_TO DO_. From top to bottom, restate the entries below word for word.

_Collected data entries_.
=-=-=

PR #6030, opened 2017-06-10
Add lifter for CrossentropyCategorical1Hot and grad

### LINKED ISSUE #5036: CrossentropyCategorical1Hot() not on GPU
I have see a case where CrossentropyCategorical1Hot was not on the GPU. We don't have it implemented, just CrossentropyCategorical1Hot with the softmax was implemented on the GPU.

It happen that there is something between the softmax and the crossentropy. This currently make this not working on the GPU.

=-=-=

_SOLUTION FOR THIS EXERCISE_.
PR #6030, opened 2017-06-10
Add lifter for CrossentropyCategorical1Hot and grad

### LINKED ISSUE #5036: CrossentropyCategorical1Hot() not on GPU
I have see a case where CrossentropyCategorical1Hot was not on the GPU. We don't have it implemented, just CrossentropyCategorical1Hot with the softmax was implemented on the GPU.

It happen that there is something between the softmax and the crossentropy. This currently make this not working on the GPU.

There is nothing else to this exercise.